The library provides detailed error types:

```rust
pub enum ClassifierError {
    TokenizerError(String),   // Tokenizer-related errors
    ModelError(String),       // ONNX model errors
    BuildError(String),       // Construction errors
    PredictionError(String),  // Prediction-time errors
    ValidationError(String),  // Input validation errors
    DownloadError(String),    // Model download errors
    IoError(String),         // File system errors
}
```

## Logging

The library uses the `log` crate for logging. Enable debug logging for detailed information:

```rust
use prefrontal::init_logger;

fn main() {
    init_logger();  // Initialize with default configuration
    // Or configure env_logger directly for more control
}
```

## Thread Safety

The classifier is thread-safe and can be shared across threads using `Arc`:

```rust
use std::sync::Arc;
use std::thread;

let classifier = Arc::new(classifier);

let mut handles = vec![];
for _ in 0..3 {
    let classifier = Arc::clone(&classifier);
    handles.push(thread::spawn(move || {
        classifier.predict("test text").unwrap();
    }));
}

for handle in handles {
    handle.join().unwrap();
}
```

## Performance

Benchmarks run on MacBook Pro M1, 16GB RAM:

### Text Processing

| Operation    | Text Length         | Time      |
| ------------ | ------------------- | --------- |
| Tokenization | Short (< 50 chars)  | ~23.2 µs  |
| Tokenization | Medium (~100 chars) | ~51.5 µs  |
| Tokenization | Long (~200 chars)   | ~107.0 µs |

### Classification

| Operation      | Scenario     | Time     |
| -------------- | ------------ | -------- |
| Embedding      | Single text  | ~11.1 ms |
| Classification | Single class | ~11.1 ms |
| Classification | 10 classes   | ~11.1 ms |
| Build          | 10 classes   | ~450 ms  |

Key Performance Characteristics:

- Sub-millisecond tokenization
- Consistent classification time regardless of number of classes
- Thread-safe for concurrent processing
- Optimized for real-time routing decisions

### Memory Usage

- Model size: ~85MB (MiniLM)
- Runtime memory: ~100MB per instance
- Shared memory when using multiple instances (thread-safe)

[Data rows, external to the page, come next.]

PR #365, opened 2023-09-12
RegistryMixin - tooling for easier registry/plugin patterns across NM repos

bfineran:
proposes a structure that can be used as a universal registry for NM parent classes that follow a registry pattern or future plugins

Classes or factories that require a registry can add `RegistryMixin` as a parent class to get access to the functionality. The included classmethods should work for each class that contains the mixin separately.

Supports either loading values either from the registered names or a `file:name` pattern for custom file impelementations.

brief example from doc
```python
class Dataset(RegistryMixin):
    pass


# register with default name
@Dataset.register()
class ImageNetDataset(Dataset):
    pass

# load as "ImageNetDataset"
imagenet = Dataset.load("ImageNetDataset")

# register with custom name
@Dataset.register(name="cifar-dataset")
class Cifar(Dataset):
    pass

# load as "cifar-dataset"
cifar = Dataset.load_from_registry("cifar-dataset")

# load from custom file that implements a dataset
mnist = Dataset.load_from_registry("/path/to/mnnist_dataset.py:MnistDataset")
```

**test_plan:**
simple unit tests included

### DIFF
--- a/src/sparsezoo/utils/registry.py
+++ b/src/sparsezoo/utils/registry.py
@@ -1,0 +1,168 @@
+# Copyright (c) 2021 - present / Neuralmagic, Inc. All Rights Reserved.
+#
+# Licensed under the Apache License, Version 2.0 (the "License");
+# you may not use this file except in compliance with the License.
+# You may obtain a copy of the License at
+#
+#    http://www.apache.org/licenses/LICENSE-2.0
+#
+# Unless required by applicable law or agreed to in writing,
+# software distributed under the License is distributed on an "AS IS" BASIS,
+# WITHOUT WARRANTIES OR CONDITIONS OF ANY KIND, either express or implied.
+# See the License for the specific language governing permissions and
+# limitations under the License.
+
+"""
+Universal registry to support registration and loading of child classes and plugins
+of neuralmagic utilities
+"""
+
+import importlib
+from collections import defaultdict
+from typing import Any, Dict, Optional, Type
+
+
+_REGISTRY: Dict[Type, Dict[str, Any]] = defaultdict(dict)
+
+
+class RegistryMixin:
+    """
+    Universal registry to support registration and loading of child classes and plugins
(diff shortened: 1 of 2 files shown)


Satrat (approved):

src/sparsezoo/utils/registry.py
```diff
@@ -0,0 +1,242 @@
...
+        )
+    return value
+
+
+def _validate_subclass(parent_class: Type, child_class: Type):
+    if not issubclass(child_class, parent_class):
+        raise ValueError(
+            f"class {child_class} is not a subclass of the class it is "
+            f"registered for: {parent_class}."
+        )
```
rahul-tuli, line 242:
```suggestion
        raise ValueError(
            f"class {child_class.__qualname__} is not a subclass of the class it is "
            f"registered for: {parent_class.__qualname__}."
        )
```

Else we get an uglier print message like:
`ValueError: class <class '__main__.B'> is not a subclass of the class it is registered for: <class '__main__.A'>.`

rahul-tuli (dismissed):

src/sparsezoo/utils/registry.py
```diff
@@ -0,0 +1,242 @@
...
+    def register(cls, name: Optional[str] = None):
+        """
+        Decorator for registering a value (ie class or function) wrapped by this
+        decorator to the base class (class that .register is called from)
+
+        :param name: name to register the wrapped value as, defaults to value.__name__
+        :return: register decorator
+        """
+
+        def decorator(value: Any):
```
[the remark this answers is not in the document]
bfineran: internal function to denote it's a returned decorator, not sure elaboration is needed here

src/sparsezoo/utils/registry.py
bfineran: using the class for the printout so users will see the exact class rather than name for error message, useful for overlapping names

Run the benchmarks yourself:

```bash
cargo bench
```

## Contributing

### Developer Prerequisites

If you want to contribute to Prefrontal or build it from source, you'll need:

1. **Build Dependencies** (as listed in System Requirements)
2. **Rust Toolchain** (latest stable version)

### Development Setup

1. Clone the repository:

```bash
git clone https://github.com/yourusername/prefrontal.git
cd prefrontal
```

2. Install dependencies as described in System Requirements

3. Build and test:

```bash
cargo build
cargo test
```

### Running Tests

```bash
# Run all tests
cargo test

# Run specific test
cargo test test_name

# Run benchmarks
cargo bench
```

## License

This project is licensed under the Apache License, Version 2.0 - see the [LICENSE](LICENSE) file for details.